"Where Do You See Yourself in 5 Years?" — Answering Without Lying or Sounding Clueless
The honest answer is usually "I have no idea." Here's how to give a satisfying response anyway.
Five years ago, I was doing something completely different. And I definitely didn't predict where I am now. So when an interviewer asks where I see myself in 5 years, my honest answer is "I genuinely don't know."
But that's not what they want to hear. They're trying to figure out if you'll stick around and if your ambitions align with what they can offer. You need to show direction without being rigidly specific.
Here's how to handle it.
What They're Really Asking
- Will you stay? They don't want to invest in training someone who'll leave in 6 months.
- Are you ambitious? They want people who want to grow, not coast.
- Does your trajectory fit our org? If you want to be a manager and they need ICs, there's misalignment.
- Do you think long-term? Shows planning ability and intentionality.
The Formula
Structure Your Answer
- 1Acknowledge uncertainty honestly — Tech changes fast, and so do opportunities
- 2Share your direction, not a destination — What kind of work excites you? What skills do you want to develop?
- 3Connect it to the role — Show how this job is a step toward your goals
Example Answers
Example 1: IC Track (Technical Path)
"I'm honestly not sure exactly where I'll be in 5 years—tech changes so fast. But I know the direction I want to go.
I want to become a deep technical expert. Right now, I'm a solid generalist, but in 5 years I'd love to be the person teams come to for hard problems in distributed systems. I'm drawn to the staff/principal IC path rather than management.
This role is exciting because you're dealing with scale challenges that would accelerate that growth. Building systems that handle millions of users is exactly the kind of experience I'm looking for."
Example 2: Leadership Track
"I think about this in terms of impact rather than specific titles. In 5 years, I'd like to be in a position where I'm not just building things myself, but helping others grow and multiplying my impact through a team.
Whether that's as a tech lead or engineering manager, I'm less sure. I enjoy both the technical and people sides. What I know is that I want more responsibility for outcomes and helping shape direction.
What attracted me to this role is that you promote from within for leadership positions. That growth path is really important to me."
Example 3: Early Career / Uncertain
"I'm early in my career, so I'm honestly still figuring out what I love most. What I know is that in 5 years, I want to be really good at what I do—not just competent, but someone other engineers learn from.
I'm drawn to full-stack work right now because I like seeing features end-to-end. But I'm open to going deeper in frontend, backend, or even exploring infrastructure as I learn more.
This role is appealing because you work across the stack and there's room to specialize later as I figure out what I'm most passionate about."

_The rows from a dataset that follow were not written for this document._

PR #1337, opened 2025-02-15
chore: Add typing to EstimatorReport and CrossValidationReport

glemaitre:
This PR introduces typing into the `EstimatorReport` and `CrossValidationReport` and remove the stubs that were used for that.


glemaitre:
I added typing mainly to the files that I touched in the past. At some point, it would make sense to have `mypy` if we want to enforce typing in a consistent manner.

skore/src/skore/__main__.py
auguste-probabl, line 1: Blocked by #1286

auguste-probabl: Please do the same for ComparisonReport :)

glemaitre:
Added the comparison report. I think that we should add this file quite quickly otherwise I'll spend a bit too much time rebasing :)

glemaitre:
Going to draft mode to actually solve the `mypy` problem right away.

It will cost some beers to the typing fan boys (@rouk1 ;))

glemaitre:
I think it is ready for review. I added `mypy` to the `pre-commit` to ensure that we write something consistent.

Basically, I only added some slight changes like `assert` to help `mypy` (which in practice I dislike). But the code and tests did not change indeed.

glemaitre:
ping @thomass-dev @auguste-probabl @rouk1 Could we merge this asap such that subsequent PR will type checking.

skore/src/skore/cli/color_format.py
```diff
@@ -97,15 +111,16 @@ def format_help(self):
...
     """Custom argument parser for the CLI."""
 
-    def __init__(self, *args, **kwargs):
-        super().__init__(*args, **kwargs, formatter_class=RichColorHelpFormatter)
+    def __init__(self, *args: Any, **kwargs: Any):
+        kwargs["formatter_class"] = RichColorHelpFormatter
+        super().__init__(*args, **kwargs)
 
-    def print_help(self, file=None):
+    def print_help(self, file: Any = None) -> None:
```
auguste-probabl, line 118:
```suggestion
    def print_help(self, file: Any = None) -> NoReturn:
```
or
```suggestion
    def print_help(self, file: Any = None):
```
I guess?

skore/src/skore/sklearn/_base.py
```diff
@@ -27,28 +32,41 @@ def _get_methods_for_help(self):
...
-    def _create_help_panel(self):
+    @abstractmethod
+    def _create_help_tree(self) -> Tree:
+        """Create the help tree."""
+        pass
+
+    @abstractmethod
+    def _get_help_panel_title(self) -> str:
+        """Get the help panel title."""
+        pass
```
auguste-probabl, line 65:
```suggestion
    def _create_help_tree(self) -> Tree:
        """Create the help tree."""

    @abstractmethod
    def _get_help_panel_title(self) -> str:
        """Get the help panel title."""
```

auguste-probabl (dismissed):
Alright, works for me

skore/src/skore/cli/color_format.py
auguste-probabl: Would be nice to have a consistent way of typing functions that don't return anything -- I don't really mind which one between, `-> None`, `-> NoReturn` and nothing

rouk1 (dismissed):
Nice work ! I'm sure this will help catch bug and give confidence to refactor.

skore/src/skore/cli/color_format.py
glemaitre: I have to check but apparently the rule is to return `None` when the function do not have any return but leave the function and `NoReturn` if it does not leave (e.g. `raise` an error inside).

glemaitre: I'll make a pass having this rule in mind then.

glemaitre:
> Nice work ! I'm sure this will help catch bug and give confidence to refactor.

Yep the only thing that I don't like is the fact that you might need to have some `assert` when returning different type which is common when you have a common private API. But let's hope for the best :)

skore/src/skore/cli/color_format.py
glemaitre: I checked and the `None` for the moment are each time for the first case (implicit `return None`). So we should be good to go.

auguste-probabl:
> The comments are addressed. The next step would be to call `mypy` in a `--strict` mode. I have to check what it involves :)

@rouk1 has experience with this, as far as I remember strict mode is generally considered *too* strict for most purposes

rouk1:
> > The comments are addressed. The next step would be to call `mypy` in a `--strict` mode. I have to check what it involves :)
> 
> @rouk1 has experience with this, as far as I remember strict mode is generally considered _too_ strict for most purposes

Not that much to be honest. I know it can be painful especially when you heavily rely on untyped dependencies.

Example 4: Startup Focused
"Long-term, I'm interested in building something of my own—maybe starting a company or being an early employee at something new. But I've learned that I'm not ready yet. I need more experience.
In 5 years, I want to have led significant projects end-to-end, understand how businesses work beyond just the code, and have a network of great people I've worked with.
I'm excited about this role because you're early stage. I'd get exposure to the full picture—not just engineering but product, customers, and growth. That's the kind of experience I'm looking for."
What to Avoid
Answers That Hurt You
"I want your job" or "I want to be a director"
Comes across as overly ambitious or naive about how long things take.
"Probably at a different company"
Obviously don't say this, but some people do. They won't hire someone openly planning to leave.
"I don't really think about the future"
Suggests lack of ambition or intentionality.
"In management" (when they only have IC roles)
Shows you haven't researched the company or there's a path mismatch.
Super specific goals that don't fit
"I want to be a mobile developer" for a backend role signals misalignment.
Practice Your Response
LastRound AI helps you practice answering behavioral questions and gives you real-time feedback to polish your delivery.
Tailoring to the Company
Your answer should reflect what the company can actually offer:
- Big tech: Emphasize depth, technical leadership, or the management path they have
- Startups: Talk about breadth, ownership, and growing with the company
- Mid-size companies: Balance of specialization and cross-functional work
The Bottom Line
You don't need a detailed 5-year plan. Nobody does. What you need is to show direction, ambition, and that this role makes sense as part of your journey.
Be honest about uncertainty while still demonstrating thoughtfulness about your career. That's the balance that works.